- Assigned task
Type every record exactly as it appears.

[Opening Records supplied section]

PR #87, opened 2024-06-17
[FUA-85] Load fonts correctly; Remove url-loader dependency

### LINKED ISSUE #85: Fonts don't load correctly following departure from electron-webpack
Fonts are not loading correctly in several parts of the app. For example, when hovering the "Upload" button, we'll see a serif font rather than a sans-serif font:

image

My first guess is that this is an issue with how fonts are loaded rather than an issue with how styles are loaded, but I could be wrong.

tyler-foster:
### Changes
* Fixes #85 
* Removes now-unnecessary `url-loader` dependency

Not sure _exactly_ why fonts weren't loading correctly following the switch I made to webpack v5, but v5 [has this cool new feature that simplifies asset loading and fixes this issue for us](https://webpack.js.org/guides/asset-modules/). It also means we don't need `url-loader` anymore - builds seem fine without it!

Compare this new pic:
image

To the pic from the ticket:
image

### DIFF
--- a/webpack/webpack.renderer.config.js
+++ b/webpack/webpack.renderer.config.js
@@ -132,19 +132,6 @@ module.exports = ({ production })  => {
                   'sass-loader']
             },
             {
-              test: /\.(png|jpe?g|gif)(\?.*)?$/,
-              use:
-                {
-                  loader: 'url-loader',
-                  options: {limit: 10240, name: 'imgs/[name]--[folder].[ext]'}
-                }
-            },
-            {
-              test: /\.(mp4|webm|ogg|mp3|wav|flac|aac)(\?.*)?$/,
-              loader: 'url-loader',
-              options: {limit: 10240, name: 'media/[name]--[folder].[ext]'}
-            },
-            {
               test: /\.ttf/,
               type: 'asset/resource'
             },
--- a/webpack/webpack.renderer.config.js
+++ b/webpack/webpack.renderer.config.js
@@ -145,12 +145,8 @@ module.exports = ({ production })  => {
               options: {limit: 10240, name: 'media/[name]--[folder].[ext]'}
             },
             {
-              test: /\.(woff2?|eot|ttf|otf)(\?.*)?$/,
-              use:
-                {
-                  loader: 'url-loader',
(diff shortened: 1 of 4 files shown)


webpack/webpack.renderer.config.js
```diff
@@ -132,25 +132,8 @@ module.exports = ({ production })  => {
...
-              options: {limit: 10240, name: 'media/[name]--[folder].[ext]'}
-            },
-            {
-              test: /\.(woff2?|eot|ttf|otf)(\?.*)?$/,
-              use:
-                {
-                  loader: 'url-loader',
-                  options: {limit: 10240, name: 'fonts/[name]--[folder].[ext]'}
-                }
+              test: /\.ttf/,
```
kmitcham, line 135: I don't understand this; we remove the special cases for a many extensions, but only have a special case left for ttf?  Is that the only extension that needs handling now?  wav|flac|png|woff2 all work fine without checks, but ttf still needs help?

tyler-foster: `wav|flac|png|woff2` _would not_ work without checks, but we don't use them. The only one of those extensions we're actually using in the repo is `ttf`.

The idea is to keep the config file as simple as possible. And if you consider the config file as a type of documentation in and of itself, these `module.rules` entries denote what to expect to find in the repository.

hughes036: So it relates to 'asset' (fonts / icons) being loaded, and the only assets that we use are fonts?

hughes036: how were they actually loaded?  was a URL to some file in the repo constructed?  What happens differently now?

hughes036 (approved):

webpack/webpack.renderer.config.js
tyler-foster: TTF = "TrueType font" = font files. We have one non-standard font we load into the app, _Nunito_, which was not being loaded correctly.

I'm not entirely sure how asset loading worked / works... The big difference now is that webpack does all of the work for us and we no longer need the special loader plugins.

kmitcham (approved):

[Closing Records supplied section]

- Answer to this exercise
PR #87, opened 2024-06-17
[FUA-85] Load fonts correctly; Remove url-loader dependency

### LINKED ISSUE #85: Fonts don't load correctly following departure from electron-webpack
Fonts are not loading correctly in several parts of the app. For example, when hovering the "Upload" button, we'll see a serif font rather than a sans-serif font:

image

My first guess is that this is an issue with how fonts are loaded rather than an issue with how styles are loaded, but I could be wrong.

tyler-foster:
### Changes
* Fixes #85 
* Removes now-unnecessary `url-loader` dependency

Not sure _exactly_ why fonts weren't loading correctly following the switch I made to webpack v5, but v5 [has this cool new feature that simplifies asset loading and fixes this issue for us](https://webpack.js.org/guides/asset-modules/). It also means we don't need `url-loader` anymore - builds seem fine without it!

Compare this new pic:
image

To the pic from the ticket:
image

### DIFF
--- a/webpack/webpack.renderer.config.js
+++ b/webpack/webpack.renderer.config.js
@@ -132,19 +132,6 @@ module.exports = ({ production })  => {
                   'sass-loader']
             },
             {
-              test: /\.(png|jpe?g|gif)(\?.*)?$/,
-              use:
-                {
-                  loader: 'url-loader',
-                  options: {limit: 10240, name: 'imgs/[name]--[folder].[ext]'}
-                }
-            },
-            {
-              test: /\.(mp4|webm|ogg|mp3|wav|flac|aac)(\?.*)?$/,
-              loader: 'url-loader',
-              options: {limit: 10240, name: 'media/[name]--[folder].[ext]'}
-            },
-            {
               test: /\.ttf/,
               type: 'asset/resource'
             },
--- a/webpack/webpack.renderer.config.js
+++ b/webpack/webpack.renderer.config.js
@@ -145,12 +145,8 @@ module.exports = ({ production })  => {
               options: {limit: 10240, name: 'media/[name]--[folder].[ext]'}
             },
             {
-              test: /\.(woff2?|eot|ttf|otf)(\?.*)?$/,
-              use:
-                {
-                  loader: 'url-loader',
(diff shortened: 1 of 4 files shown)


webpack/webpack.renderer.config.js
```diff
@@ -132,25 +132,8 @@ module.exports = ({ production })  => {
...
-              options: {limit: 10240, name: 'media/[name]--[folder].[ext]'}
-            },
-            {
-              test: /\.(woff2?|eot|ttf|otf)(\?.*)?$/,
-              use:
-                {
-                  loader: 'url-loader',
-                  options: {limit: 10240, name: 'fonts/[name]--[folder].[ext]'}
-                }
+              test: /\.ttf/,
```
kmitcham, line 135: I don't understand this; we remove the special cases for a many extensions, but only have a special case left for ttf?  Is that the only extension that needs handling now?  wav|flac|png|woff2 all work fine without checks, but ttf still needs help?

tyler-foster: `wav|flac|png|woff2` _would not_ work without checks, but we don't use them. The only one of those extensions we're actually using in the repo is `ttf`.

The idea is to keep the config file as simple as possible. And if you consider the config file as a type of documentation in and of itself, these `module.rules` entries denote what to expect to find in the repository.

hughes036: So it relates to 'asset' (fonts / icons) being loaded, and the only assets that we use are fonts?

hughes036: how were they actually loaded?  was a URL to some file in the repo constructed?  What happens differently now?

hughes036 (approved):

webpack/webpack.renderer.config.js
tyler-foster: TTF = "TrueType font" = font files. We have one non-standard font we load into the app, _Nunito_, which was not being loaded correctly.

I'm not entirely sure how asset loading worked / works... The big difference now is that webpack does all of the work for us and we no longer need the special loader plugins.

kmitcham (approved):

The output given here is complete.